下請法が定める義務のうち、受領から60日以内の支払期日の設定義務と遅延利息(現在は年14.6%)の支払義務については、それに反する合意は私法上当然に無効であり、上記利率の遅延利息の支払いが強制されます。
従って、仮に受領から60日より長い期間の支払期日を合意していても、受領から60日経過すれば支払いをしなければならず、60日経過後については年14.6%の割合による遅延損害金が発生することになります。

(山田洋嗣)

下請法違反の効果(2)(60日以内の支払義務違反以外の違反について)

下請法の定める義務・禁止行為のうち、受領から60日以内の支払期日の設定義務と遅延利息(現在は年14.6%)の支払義務以外の義務・禁止行為に違反した場合の効果を教えて下さい。

まず、受領から60日以内の支払期日の設定義務と遅延利息(現在は年14.6%)の支払義務以外の下請法が定める義務・禁止行為に違反する合意をした場合は、同合意が私法上当然無効になるわけではありませんが、「不当性が強い場合」には公序良俗に反して無効となり得るとされています。

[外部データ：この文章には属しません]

PR #1517, opened 2019-08-18
Fix bug in Identifier (inconsistent state)

wkaluza:
On calling the `Parse` method, the `full_` member variable was updated even if the subsequent tokenisation failed.


libs/ledger/include/ledger/identifier.hpp
```diff
@@ -37,7 +37,6 @@ class Identifier
 public:
   enum class Type
   {
-    INVALID,
```
ejfitzgerald: Feel like we should keep this type because this can be default initialised

libs/ledger/include/ledger/identifier.hpp
```diff
@@ -58,13 +57,11 @@ class Identifier
...
   ConstByteArray const &full_name() const;
   ConstByteArray        qualifier() const;
-  std::size_t           size() const;
   bool                  empty() const;
 
   Identifier GetParent() const;
 
   // Parsing
-  bool Parse(ConstByteArray const &name);
   bool Parse(ConstByteArray &&name);
```
ejfitzgerald: Recommend simply making this a value to support move or copy semantics

ejfitzgerald (changes requested):
Just some minor niggles looks good though

libs/ledger/include/ledger/identifier.hpp
wkaluza: Done

libs/ledger/include/ledger/identifier.hpp
wkaluza: Done

ejfitzgerald (approved):

PR #1518, opened 2019-08-18
Move some function definitions to source files

wkaluza:


libs/moment/include/moment/deadline_timer.hpp
```diff
@@ -19,6 +19,8 @@
 
 #include "moment/clocks.hpp"
 
+#include <cstdint>
```
pbukva, line 22: is this new include necessary?

pbukva (approved):
LGTM

libs/moment/include/moment/deadline_timer.hpp
wkaluza: It's for `uint64_t`

PR #1538, opened 2019-08-20
Serialization benchmark

XiaodongWuFetch:


libs/ml/benchmark/serialization/serialization.cpp
```diff
@@ -0,0 +1,114 @@
...
+#include "ml/utilities/graph_builder.hpp"
+
+#include "benchmark/benchmark.h"
+
+#include <memory>
+#include <string>
+
+using SizeType = fetch::math::SizeType;
+template <typename T>
+void create_graph(std::shared_ptr<fetch::ml::Graph<typename fetch::math::Tensor<T>>> g,
```
baykaner: style CreateGraph

libs/ml/benchmark/serialization/serialization.cpp
```diff
@@ -0,0 +1,114 @@
...
+                  SizeType input_size, SizeType output_size, SizeType n_layers)
+{
+  using DataType   = T;
+  using TensorType = fetch::math::Tensor<DataType>;
+  // set up the neural net architecture
+  std::string input_name = g->template AddNode<fetch::ml::ops::PlaceHolder<TensorType>>("", {});
+
+  for (int i = 0; i < static_cast<int>(n_layers); i++)
```
baykaner, line 47: this is a weird neural net. You define n_layers fullyconnected layers but they're not connected to each other in sequence, they each take input from the placeholder. Wouldn't it be more sensible to set it up so that you use h_1 as the input name for each subsequent layer?

libs/ml/benchmark/serialization/serialization.cpp
```diff
@@ -0,0 +1,114 @@
...
+
+  // make a graph
+  auto g = std::make_shared<fetch::ml::Graph<TensorType>>();
+  create_graph<T>(g, input_size, output_size, n_layers);
+
+  fetch::ml::GraphSaveableParams<TensorType> gsp1 = g->GetGraphSaveableParams();
+
+  for (auto _ : state)
+  {
+    fetch::serializers::MsgPackSerializer b;
```
baykaner: might as well move this line outside of the for loop as well (no need to benchmark the time cost of setting up the generic serializer

baykaner: alternatively you can wrap it up in a DoNotOptimse call

libs/ml/benchmark/serialization/serialization.cpp
```diff
@@ -0,0 +1,114 @@
...
+    b << gsp1;
+  }
+}
+
+BENCHMARK_TEMPLATE(BM_Setup_And_Serialize, float, 100, 50, 1)->Unit(benchmark::kMillisecond);
```
baykaner: please repeat these function calls for double, fp32 and fp64

libs/ml/benchmark/serialization/serialization.cpp
```diff
@@ -0,0 +1,114 @@
...
+  create_graph<T>(g, input_size, output_size, n_layers);
+
+  fetch::ml::GraphSaveableParams<TensorType> gsp1 = g->GetGraphSaveableParams();
+  fetch::serializers::MsgPackSerializer      b;
+  b << gsp1;
+  b.seek(0);
+
+  for (auto _ : state)
+  {
+    fetch::ml::GraphSaveableParams<TensorType> gsp2;
```
baykaner: doNotOptimise calls for constructing gsp2 and for b.seek(0)

baykaner (changes requested):

libs/ml/benchmark/serialization/serialization.cpp
XiaodongWuFetch: agreed

libs/ml/benchmark/serialization/serialization.cpp
```diff
@@ -46,7 +46,7 @@ void create_graph(std::shared_ptr<fetch::ml::Graph<typename fetch::math::Tensor<
   for (int i = 0; i < static_cast<int>(n_layers); i++)
   {
     std::string h_1 = g->template AddNode<fetch::ml::layers::FullyConnected<TensorType>>(
-        "FC_" + std::to_string(i), {input_name}, input_size, output_size);
+        "FC_1_No_" + std::to_string(i), {input_name}, input_size, output_size);
```
baykaner: you still don't use h_1 to specify input to the subsequent layer

baykaner (changes requested):

baykaner (approved):

PR #1542, opened 2019-08-21
Add addition telemetry information into the ledger

ejfitzgerald:


libs/ledger/src/chain/block_coordinator.cpp
```diff
@@ -182,6 +182,9 @@ BlockCoordinator::BlockCoordinator(MainChain &chain, DAGPtr dag, StakeManagerPtr
   , current_block_num_{telemetry::Registry::Instance().CreateGauge<uint64_t>(
         "ledger_latest_block_num",
         "The lastest block number that has been executed by the block coordinator")}
+  , next_block_num_{telemetry::Registry::Instance().CreateGauge<uint64_t>(
+        "ledger_next_block_num",
+        "The next block number that has been executed by the block coordinator")}
```
pbukva: _"Number of the next block which is scheduled to be executed by the block coordinator."_, or something like that

pbukva (approved):
lgtm

PR #1543, opened 2019-08-21
RBC for verification vectors

troels-im:
This PR integrates the RBC into the beacon setup.


apps/beacon/main.cpp
```diff
@@ -173,7 +174,10 @@ int main()
     }
 
     FETCH_LOG_INFO("default", "Found entropy for block: ", block_number, " as ", entropy);
-
+    if (block_number > 10)
```
troels-im, line 177: Should definitely not be there.

PR #1548, opened 2019-08-22
Improve exception safety of mutex usage

wkaluza:
There is still some code in DKG, network and the HttpConnectionManager which is unsafe, but it doesn't lend itself to an immediate fix.

### DIFF
--- a/libs/core/src/mutex.cpp
+++ b/libs/core/src/mutex.cpp
@@ -1,0 +1,160 @@
+//------------------------------------------------------------------------------
+//
+//   Copyright 2018-2019 Fetch.AI Limited
+//
+//   Licensed under the Apache License, Version 2.0 (the "License");
+//   you may not use this file except in compliance with the License.
+//   You may obtain a copy of the License at
+//
+//       http://www.apache.org/licenses/LICENSE-2.0
+//
+//   Unless required by applicable law or agreed to in writing, software
+//   distributed under the License is distributed on an "AS IS" BASIS,
+//   WITHOUT WARRANTIES OR CONDITIONS OF ANY KIND, either express or implied.
+//   See the License for the specific language governing permissions and
+//   limitations under the License.
+//
+//------------------------------------------------------------------------------
+
+#include "core/abstract_mutex.hpp"
+#include "core/logger.hpp"
+#include "core/macros.hpp"
+#include "core/mutex.hpp"
+
+#include <atomic>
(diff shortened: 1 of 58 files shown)


ejfitzgerald (changes requested):
Looks good, but can we switch to the `FETCH_LOCK` macro please

libs/network/include/network/details/idle_work_store.hpp
```diff
@@ -92,7 +92,13 @@ class IdleWorkStore
...
     if (mutex_.try_lock())
     {
-      is_due = Clock::now() >= (last_run_ + interval_);
+      try
+      {
+        is_due = Clock::now() >= (last_run_ + interval_);
+      }
+      catch (...)
+      {
+      }
```
ejfitzgerald, line 101: Should we log this case do you think?

ejfitzgerald (dismissed):

ejfitzgerald (approved):

libs/network/include/network/details/idle_work_store.hpp
wkaluza: In summary of our conversation on Slack just now, `idle_work_store.hpp` is scheduled for demolition in the near future.

libs/core/src/mutex.cpp
```diff
@@ -0,0 +1,160 @@
...
+
+namespace {
+constexpr std::size_t DEFAULT_TIMEOUT_MS = 3000;
+}
+
+/**
+ * The debug mutex acts like a normal mutex but also contains several other checks. This code is
+ * intended to be only used in software development.
+ */
+DebugMutex::MutexTimeout::MutexTimeout(std::string filename, int const &line)
```
bipll, line 48: `int const &`

libs/core/src/mutex.cpp
```diff
@@ -0,0 +1,160 @@
...
+  LOG_STACK_TRACE_POINT;
+  FETCH_LOG_ERROR(LOGGING_NAME, "The system will terminate, mutex timed out: ", filename_, " ",
+                  line_);
+
+  // Send a sigint to ourselves since we have a handler for this
+  kill(0, SIGINT);
+}
+
+DebugMutex::DebugMutex(int line, std::string file)
+  : AbstractMutex()
```
bipll, line 96: Is this explicit default-init needed?

PR #26495, opened 2021-10-01
split the event should not repeat pathologically into e2e and core

deads2k:
The core are more severe.  The e2e namespaces caught an imagestream problem and a single-node upgrade problem this week, so they have value.    This gives us two different names to react to depending on urgency.

/assign @stbenjam


deads2k:
getting the split for CI as we're adding new history for additional jobs.

PR #26498, opened 2021-10-02
Tolerate API downtime in upgrade disruption tests on single-node topologies

omertuc:
Currently the tests tolerate 8% API disruption on <4.8 clusters and 0% API disruption on
\>=4.8 azure,aws,gce clusters

This test makes it so no matter what version / cloud provider is used, if the cluster control
plane topology is single node, then 15% API disruption is allowed during an upgrade. This is
because there is no way to avoid disruption on single-node topologies, but we would still
like to make sure that we don't regress to too much downtime.

### DIFF
--- a/test/extended/util/disruption/controlplane/controlplane.go
+++ b/test/extended/util/disruption/controlplane/controlplane.go
@@ -11,6 +11,7 @@ import (
 	"k8s.io/kubernetes/test/e2e/upgrades"
 
 	"github.com/blang/semver"
+	apiconfigv1 "github.com/openshift/api/config/v1"
 	configv1client "github.com/openshift/client-go/config/clientset/versioned"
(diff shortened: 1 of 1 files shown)


test/extended/util/disruption/controlplane/controlplane.go
```diff
@@ -124,6 +135,12 @@ func (t *availableTest) Test(f *framework.Framework, done <-chan struct{}, upgra
 			toleratedDisruption = 0
 		}
 	}
+
+	if controlPlaneTopology, _ := getTopologies(f); controlPlaneTopology == apiconfigv1.SingleReplicaTopologyMode {
```
deads2k, line 139: add to switch above please

deads2k:
the idea is sound

/approve

PR #26502, opened 2021-10-04
Bug 1992596: e2e/cli: More basicresources.sh

deejross:
Moved more of the basicresources.sh over to Go tests, restored a missing fixture, and provide a way to replace images used in fixtures to ensure we always use known images.

### DIFF
--- a/cmd/openshift-tests/images.go
+++ b/cmd/openshift-tests/images.go
@@ -244,6 +244,7 @@ func pulledInvalidImages(fromRepository string) ginkgo.JUnitForEventsFunc {
 			if !ok {
 				byImage = sets.NewString()
 				pulls[image] = byImage
+				fmt.Printf("[sig-arch] unknown image: %s\n", image)
 			}
 			byImage.Insert(event.Locator)
 		}
--- a/test/extended/cli/basics.go
+++ b/test/extended/cli/basics.go
@@ -1,0 +1,121 @@
+package cli
+
+import (
+	"os"
+	"path/filepath"
+
+	g "github.com/onsi/ginkgo"
+	o "github.com/onsi/gomega"
+
+	exutil "github.com/openshift/origin/test/extended/util"
+	k8simage "k8s.io/kubernetes/test/utils/image"
+)
+
+var _ = g.Describe("[sig-cli] oc basics", func() {
+	defer g.GinkgoRecover()
+
+	var (
+		oc                   = exutil.NewCLI("oc-basics")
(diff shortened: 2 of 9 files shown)


cmd/openshift-tests/images.go
```diff
@@ -244,6 +244,7 @@ func pulledInvalidImages(fromRepository string) ginkgo.JUnitForEventsFunc {
 			if !ok {
 				byImage = sets.NewString()
 				pulls[image] = byImage
+				fmt.Printf("[sig-arch] unknown image: %s\n", image)
```
soltysh, line 247: This is not needed, we print them in the next if clause.

test/extended/cli/basics.go
```diff
@@ -0,0 +1,121 @@
...
+	})
+
+	g.It("can describe an OAuth access token", func() {
+		// need admin here
+		ocAdmin := oc.AsAdmin()
+
+		err := ocAdmin.Run("create").Args("-f", oauthAccessTokenFile).Execute()
+		o.Expect(err).NotTo(o.HaveOccurred())
+
+		out, err := ocAdmin.Run("describe").Args("oauthaccesstoken", "sha256~efaca6fab897953ffcb4f857eb5cbf2cf3a4c33f1314b4922656303426b1cfc9").Output()
```
soltysh, line 114: Nit: you forgot to drop that from basicresource.sh here: https://github.com/openshift/origin/blob/e000efe2de764b8f0789bbea7bc2ebe248eb5275/test/extended/testdata/cmd/test/cmd/basicresources.sh#L198-L201

test/extended/cli/resources.go
```diff
@@ -176,3 +179,46 @@ func writeObjectToFile(obj runtime.Object) (string, error) {
 
 	return name, nil
 }
+
+// replaceImageInFile reads in a file, replaces the given image name, then writes to a new temporary file.
+func replaceImageInFile(source, oldImage, newImage string) (string, error) {
```
soltysh, line 184: I'm not a fan of manually replacing like so, I'd suggest using templates similarly how we do that upstream, see: https://github.com/openshift/origin/blob/e000efe2de764b8f0789bbea7bc2ebe248eb5275/vendor/k8s.io/kubernetes/test/e2e/kubectl/kubectl.go#L296-L303

soltysh (approved):
I'm merging this as is to unblock oc tests, but I expect the bits mentioned here to be fixed in a followup.

/lgtm
/approve

PR #26510, opened 2021-10-07
Bug 1960674: images: port image signature workflow test to OCP4/UBI8

yselkowitz:
This fixes portability issues with this test, given that origin-control-plane:v3.11 (besides being obsolete) is only available for x86_64.  Also, copying the oc binary from the machine running the test into a container on the cluster would cause the test to fail when run on a different architecture, or when oc was built for a newer glibc. There was also no guarantee that the oc found on the test machine matched that of the payload being tested.

Instead, this uses the payload cli container, which is based on RHEL 8.  Because 4.y CI builds do not have any publicly accessible yum repos, UBI 8 is added manually to get skopeo and its dependencies. The rest of the changes are a consequence of adapting to the newer versions of gpg2 and skopeo.

v2: fix key type for RHEL 8 FIPS compatibility (see #26479 and #26485)

/assign @stbenjam

### DIFF
--- a/test/extended/images/signatures.go
+++ b/test/extended/images/signatures.go
@@ -2,7 +2,6 @@ package images
 
 import (
 	"fmt"
-	"os/exec"
 	"strings"
 
 	g "github.com/onsi/ginkgo"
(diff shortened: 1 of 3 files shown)


yselkowitz:
Both e2e-aws-serial and e2e-gcp-fips-serial passed, so this should be in good shape; the remaining failures are unrelated.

例えば、単価引き下げの合意をした場合、その合意成立前に既に発注されている給付に新単価を遡って適用して代金を減じることは、遡及適用の期間、新単価との差額等を勘案して不当性が強い場合に当たるとされる場合があります(東洋電装事件・東京地裁昭和63年7月6日判決)。
また、下請法違反の行為が、不法行為上違法と評価できる場合等については、損害賠償請求を受ける場合もあります(エビス食品企業組合事件・最高裁 昭和47年11月16日判決参照)。

(山田洋嗣)

大規模スーパーなどから運送業務の発注を受ける場合の規制の内容について

当社は多店舗展開する大規模スーパーから運送業務を請け負っています。同スーパー自身は運送業を営んでいませんので、下請取引ではありません。しかし、企業規模や取引の力関係上、同スーパーから無茶な要求があっても聞かざるを得ません。今後そのような要求がされた場合どのように対処したらようでしょうか。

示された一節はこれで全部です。